##### Available data #####

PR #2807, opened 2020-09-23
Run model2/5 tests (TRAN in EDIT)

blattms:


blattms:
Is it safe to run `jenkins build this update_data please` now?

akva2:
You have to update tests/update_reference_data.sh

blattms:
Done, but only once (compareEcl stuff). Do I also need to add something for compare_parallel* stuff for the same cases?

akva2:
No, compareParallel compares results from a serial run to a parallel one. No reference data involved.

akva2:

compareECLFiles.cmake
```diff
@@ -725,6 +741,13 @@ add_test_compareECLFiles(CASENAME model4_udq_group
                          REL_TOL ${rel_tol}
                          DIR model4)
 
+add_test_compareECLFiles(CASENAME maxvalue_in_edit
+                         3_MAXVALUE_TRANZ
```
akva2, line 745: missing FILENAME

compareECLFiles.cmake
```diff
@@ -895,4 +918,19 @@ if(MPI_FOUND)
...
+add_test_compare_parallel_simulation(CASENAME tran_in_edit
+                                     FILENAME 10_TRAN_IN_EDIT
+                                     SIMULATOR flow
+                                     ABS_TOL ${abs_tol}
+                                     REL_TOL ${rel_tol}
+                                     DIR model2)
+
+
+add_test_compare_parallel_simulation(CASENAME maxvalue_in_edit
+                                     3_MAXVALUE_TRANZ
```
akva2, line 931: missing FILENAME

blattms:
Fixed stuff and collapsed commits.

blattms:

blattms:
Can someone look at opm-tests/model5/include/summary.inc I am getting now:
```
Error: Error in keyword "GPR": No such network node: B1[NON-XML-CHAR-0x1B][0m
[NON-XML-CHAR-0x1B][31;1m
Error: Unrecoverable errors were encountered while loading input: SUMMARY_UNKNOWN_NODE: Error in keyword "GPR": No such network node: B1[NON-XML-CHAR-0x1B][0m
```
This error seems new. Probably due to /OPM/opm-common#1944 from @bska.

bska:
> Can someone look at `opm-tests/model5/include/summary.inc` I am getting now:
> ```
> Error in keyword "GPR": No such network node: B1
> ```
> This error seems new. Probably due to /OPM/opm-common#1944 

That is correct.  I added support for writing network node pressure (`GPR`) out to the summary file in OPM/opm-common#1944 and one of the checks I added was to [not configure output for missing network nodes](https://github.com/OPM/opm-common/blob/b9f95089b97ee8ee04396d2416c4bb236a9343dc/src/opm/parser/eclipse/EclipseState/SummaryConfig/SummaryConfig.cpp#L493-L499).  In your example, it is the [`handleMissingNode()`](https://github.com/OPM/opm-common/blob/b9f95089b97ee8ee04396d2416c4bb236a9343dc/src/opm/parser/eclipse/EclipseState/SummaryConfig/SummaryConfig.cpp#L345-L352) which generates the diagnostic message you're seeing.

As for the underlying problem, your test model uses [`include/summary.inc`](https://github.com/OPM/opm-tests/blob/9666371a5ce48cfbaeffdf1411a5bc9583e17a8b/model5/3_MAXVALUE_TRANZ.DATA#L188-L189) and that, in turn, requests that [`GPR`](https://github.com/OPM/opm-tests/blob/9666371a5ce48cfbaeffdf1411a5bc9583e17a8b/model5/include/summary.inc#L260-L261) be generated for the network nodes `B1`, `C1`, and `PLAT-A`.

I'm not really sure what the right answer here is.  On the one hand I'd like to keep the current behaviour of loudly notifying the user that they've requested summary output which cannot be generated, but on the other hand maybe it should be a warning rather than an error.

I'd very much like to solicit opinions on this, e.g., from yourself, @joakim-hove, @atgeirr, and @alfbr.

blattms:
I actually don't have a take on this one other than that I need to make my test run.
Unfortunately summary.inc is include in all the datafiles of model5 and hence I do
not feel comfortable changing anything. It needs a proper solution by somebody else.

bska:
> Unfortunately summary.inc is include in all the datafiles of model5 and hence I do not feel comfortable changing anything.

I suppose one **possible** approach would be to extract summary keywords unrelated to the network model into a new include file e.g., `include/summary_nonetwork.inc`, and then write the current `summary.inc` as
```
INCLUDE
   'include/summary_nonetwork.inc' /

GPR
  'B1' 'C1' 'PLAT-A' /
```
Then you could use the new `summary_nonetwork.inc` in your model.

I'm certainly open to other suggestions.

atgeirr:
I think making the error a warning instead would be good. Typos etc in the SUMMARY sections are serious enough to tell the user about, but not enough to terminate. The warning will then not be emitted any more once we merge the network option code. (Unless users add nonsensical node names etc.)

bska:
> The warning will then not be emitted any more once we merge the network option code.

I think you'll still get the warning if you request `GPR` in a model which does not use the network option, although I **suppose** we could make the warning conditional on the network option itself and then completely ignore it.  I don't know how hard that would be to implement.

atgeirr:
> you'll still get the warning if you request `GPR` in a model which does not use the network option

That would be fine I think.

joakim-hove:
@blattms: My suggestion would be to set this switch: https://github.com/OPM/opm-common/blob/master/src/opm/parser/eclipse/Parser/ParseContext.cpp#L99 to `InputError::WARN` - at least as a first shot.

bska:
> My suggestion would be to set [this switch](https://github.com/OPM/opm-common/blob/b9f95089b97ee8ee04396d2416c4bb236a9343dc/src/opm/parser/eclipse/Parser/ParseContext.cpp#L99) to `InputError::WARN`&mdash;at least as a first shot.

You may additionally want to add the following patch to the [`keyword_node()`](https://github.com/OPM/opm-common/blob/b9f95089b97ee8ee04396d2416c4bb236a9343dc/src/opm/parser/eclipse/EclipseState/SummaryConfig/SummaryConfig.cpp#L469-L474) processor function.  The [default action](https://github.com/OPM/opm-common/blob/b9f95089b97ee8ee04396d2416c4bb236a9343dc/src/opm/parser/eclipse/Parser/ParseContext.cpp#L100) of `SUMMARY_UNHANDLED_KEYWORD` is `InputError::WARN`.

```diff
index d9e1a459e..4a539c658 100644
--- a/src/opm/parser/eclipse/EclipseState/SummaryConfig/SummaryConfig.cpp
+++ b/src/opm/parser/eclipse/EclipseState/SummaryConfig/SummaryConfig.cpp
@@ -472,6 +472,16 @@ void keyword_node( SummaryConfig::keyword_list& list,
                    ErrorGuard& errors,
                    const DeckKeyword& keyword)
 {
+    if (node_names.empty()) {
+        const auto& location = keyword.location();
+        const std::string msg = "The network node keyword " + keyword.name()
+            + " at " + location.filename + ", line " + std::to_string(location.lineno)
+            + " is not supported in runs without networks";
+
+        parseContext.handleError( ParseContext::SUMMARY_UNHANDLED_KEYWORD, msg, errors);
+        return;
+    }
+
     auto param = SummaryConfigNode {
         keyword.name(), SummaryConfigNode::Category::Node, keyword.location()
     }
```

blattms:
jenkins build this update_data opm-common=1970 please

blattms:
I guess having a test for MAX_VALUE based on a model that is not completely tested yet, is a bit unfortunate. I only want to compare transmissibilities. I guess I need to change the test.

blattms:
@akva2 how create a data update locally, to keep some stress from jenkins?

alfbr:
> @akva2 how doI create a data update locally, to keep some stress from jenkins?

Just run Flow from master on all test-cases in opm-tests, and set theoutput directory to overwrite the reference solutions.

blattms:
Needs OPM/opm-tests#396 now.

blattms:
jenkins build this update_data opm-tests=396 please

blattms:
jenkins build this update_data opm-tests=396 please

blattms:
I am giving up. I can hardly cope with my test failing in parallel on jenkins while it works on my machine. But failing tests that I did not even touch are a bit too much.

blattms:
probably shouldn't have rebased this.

#####
##### Available data #####

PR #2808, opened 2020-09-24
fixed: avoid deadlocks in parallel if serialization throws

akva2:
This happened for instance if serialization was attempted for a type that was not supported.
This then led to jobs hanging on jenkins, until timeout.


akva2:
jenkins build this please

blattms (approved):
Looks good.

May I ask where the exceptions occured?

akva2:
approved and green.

#####
##### Available data #####

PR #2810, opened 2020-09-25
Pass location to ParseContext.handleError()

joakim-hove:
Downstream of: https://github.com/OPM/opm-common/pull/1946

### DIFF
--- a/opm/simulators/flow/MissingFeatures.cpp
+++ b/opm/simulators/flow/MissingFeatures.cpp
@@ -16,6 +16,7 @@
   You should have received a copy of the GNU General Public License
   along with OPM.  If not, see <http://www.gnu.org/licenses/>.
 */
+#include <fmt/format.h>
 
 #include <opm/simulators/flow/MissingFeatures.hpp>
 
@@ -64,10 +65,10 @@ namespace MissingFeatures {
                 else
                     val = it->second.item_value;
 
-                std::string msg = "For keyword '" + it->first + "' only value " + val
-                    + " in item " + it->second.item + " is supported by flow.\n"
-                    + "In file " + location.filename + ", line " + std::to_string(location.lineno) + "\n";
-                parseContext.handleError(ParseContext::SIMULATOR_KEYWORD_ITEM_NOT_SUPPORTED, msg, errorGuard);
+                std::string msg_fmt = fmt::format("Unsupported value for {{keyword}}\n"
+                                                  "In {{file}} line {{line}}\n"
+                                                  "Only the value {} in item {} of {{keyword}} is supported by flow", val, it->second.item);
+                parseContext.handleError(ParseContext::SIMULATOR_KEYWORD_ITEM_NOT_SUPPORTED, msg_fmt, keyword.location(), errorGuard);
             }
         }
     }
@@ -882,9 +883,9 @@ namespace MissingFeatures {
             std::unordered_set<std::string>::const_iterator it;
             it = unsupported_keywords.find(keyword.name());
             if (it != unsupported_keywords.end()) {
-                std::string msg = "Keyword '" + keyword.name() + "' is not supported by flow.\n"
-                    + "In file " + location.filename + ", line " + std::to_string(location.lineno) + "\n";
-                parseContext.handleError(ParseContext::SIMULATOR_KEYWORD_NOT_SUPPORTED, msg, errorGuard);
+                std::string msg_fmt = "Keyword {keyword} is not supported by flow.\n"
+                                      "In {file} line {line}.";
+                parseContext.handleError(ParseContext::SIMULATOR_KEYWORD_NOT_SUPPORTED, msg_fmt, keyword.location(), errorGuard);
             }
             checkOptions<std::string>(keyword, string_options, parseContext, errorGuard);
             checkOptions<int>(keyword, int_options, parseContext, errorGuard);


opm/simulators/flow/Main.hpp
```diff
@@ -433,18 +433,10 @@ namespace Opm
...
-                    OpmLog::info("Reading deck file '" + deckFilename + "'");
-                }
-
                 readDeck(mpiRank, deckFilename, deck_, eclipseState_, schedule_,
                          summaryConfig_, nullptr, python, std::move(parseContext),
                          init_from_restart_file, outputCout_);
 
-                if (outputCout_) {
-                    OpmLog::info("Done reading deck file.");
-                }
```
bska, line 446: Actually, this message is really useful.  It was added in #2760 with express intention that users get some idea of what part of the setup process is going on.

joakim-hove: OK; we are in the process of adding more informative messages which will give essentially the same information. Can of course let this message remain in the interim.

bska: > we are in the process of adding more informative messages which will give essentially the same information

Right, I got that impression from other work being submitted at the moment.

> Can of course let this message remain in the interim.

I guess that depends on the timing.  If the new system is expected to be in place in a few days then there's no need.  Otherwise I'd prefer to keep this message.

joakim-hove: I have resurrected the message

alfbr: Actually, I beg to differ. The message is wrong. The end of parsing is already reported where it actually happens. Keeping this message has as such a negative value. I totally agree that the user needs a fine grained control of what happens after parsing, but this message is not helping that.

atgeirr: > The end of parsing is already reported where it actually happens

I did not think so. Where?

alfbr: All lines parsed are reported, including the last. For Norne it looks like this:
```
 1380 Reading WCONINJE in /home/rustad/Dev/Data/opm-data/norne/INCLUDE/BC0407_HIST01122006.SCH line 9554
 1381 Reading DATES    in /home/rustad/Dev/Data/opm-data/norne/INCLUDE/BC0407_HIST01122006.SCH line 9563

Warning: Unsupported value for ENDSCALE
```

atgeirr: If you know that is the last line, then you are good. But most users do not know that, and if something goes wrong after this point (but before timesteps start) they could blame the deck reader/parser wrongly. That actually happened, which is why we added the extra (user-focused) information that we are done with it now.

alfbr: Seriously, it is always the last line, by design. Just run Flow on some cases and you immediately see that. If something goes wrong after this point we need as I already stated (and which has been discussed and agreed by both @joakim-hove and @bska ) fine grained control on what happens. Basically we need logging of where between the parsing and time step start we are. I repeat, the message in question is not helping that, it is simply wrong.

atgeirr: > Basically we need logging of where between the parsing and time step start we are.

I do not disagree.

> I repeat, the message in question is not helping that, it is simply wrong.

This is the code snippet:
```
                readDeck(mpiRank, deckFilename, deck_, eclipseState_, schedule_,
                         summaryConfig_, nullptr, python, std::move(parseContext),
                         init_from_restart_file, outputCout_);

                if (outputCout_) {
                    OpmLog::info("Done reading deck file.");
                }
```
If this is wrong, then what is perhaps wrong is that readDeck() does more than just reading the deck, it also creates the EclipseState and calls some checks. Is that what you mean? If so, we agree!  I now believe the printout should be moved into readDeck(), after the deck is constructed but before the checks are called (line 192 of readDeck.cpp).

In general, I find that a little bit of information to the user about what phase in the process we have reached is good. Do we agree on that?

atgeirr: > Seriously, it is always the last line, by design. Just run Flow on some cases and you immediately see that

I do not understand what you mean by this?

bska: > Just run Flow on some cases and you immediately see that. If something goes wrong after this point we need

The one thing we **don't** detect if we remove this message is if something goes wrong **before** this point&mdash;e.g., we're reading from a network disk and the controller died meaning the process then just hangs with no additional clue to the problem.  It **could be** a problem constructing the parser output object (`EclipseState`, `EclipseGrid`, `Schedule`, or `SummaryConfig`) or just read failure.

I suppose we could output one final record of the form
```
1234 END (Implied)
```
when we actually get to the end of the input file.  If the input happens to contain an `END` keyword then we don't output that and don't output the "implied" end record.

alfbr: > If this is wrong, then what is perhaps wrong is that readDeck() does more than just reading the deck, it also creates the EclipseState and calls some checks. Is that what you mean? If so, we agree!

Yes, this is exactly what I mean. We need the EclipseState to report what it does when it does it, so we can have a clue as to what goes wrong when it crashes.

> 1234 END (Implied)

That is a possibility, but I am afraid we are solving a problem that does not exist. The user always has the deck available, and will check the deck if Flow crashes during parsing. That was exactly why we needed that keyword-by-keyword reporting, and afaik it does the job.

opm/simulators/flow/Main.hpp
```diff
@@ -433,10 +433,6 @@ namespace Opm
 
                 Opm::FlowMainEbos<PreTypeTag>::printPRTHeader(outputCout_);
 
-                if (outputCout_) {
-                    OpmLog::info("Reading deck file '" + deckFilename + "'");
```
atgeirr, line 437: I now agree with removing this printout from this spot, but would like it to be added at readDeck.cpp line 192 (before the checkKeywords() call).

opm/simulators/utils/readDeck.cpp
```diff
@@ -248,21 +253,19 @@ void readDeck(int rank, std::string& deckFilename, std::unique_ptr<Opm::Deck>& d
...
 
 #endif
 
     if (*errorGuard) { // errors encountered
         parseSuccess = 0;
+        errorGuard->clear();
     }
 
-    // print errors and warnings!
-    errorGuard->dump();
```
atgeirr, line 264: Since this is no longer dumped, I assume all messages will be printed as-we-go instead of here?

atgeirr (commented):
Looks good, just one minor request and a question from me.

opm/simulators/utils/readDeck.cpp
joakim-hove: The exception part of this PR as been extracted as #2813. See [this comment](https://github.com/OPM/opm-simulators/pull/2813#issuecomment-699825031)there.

#####

What the task asks:
Whenever a line of the material above contains the string "atgeirr", copy that line out.

Solution for this task:
I'd very much like to solicit opinions on this, e.g., from yourself, @joakim-hove, @atgeirr, and @alfbr.
atgeirr:
atgeirr:
atgeirr: > The end of parsing is already reported where it actually happens
atgeirr: If you know that is the last line, then you are good. But most users do not know that, and if something goes wrong after this point (but before timesteps start) they could blame the deck reader/parser wrongly. That actually happened, which is why we added the extra (user-focused) information that we are done with it now.
atgeirr: > Basically we need logging of where between the parsing and time step start we are.
atgeirr: > Seriously, it is always the last line, by design. Just run Flow on some cases and you immediately see that
atgeirr, line 437: I now agree with removing this printout from this spot, but would like it to be added at readDeck.cpp line 192 (before the checkKeywords() call).
atgeirr, line 264: Since this is no longer dumped, I assume all messages will be printed as-we-go instead of here?
atgeirr (commented):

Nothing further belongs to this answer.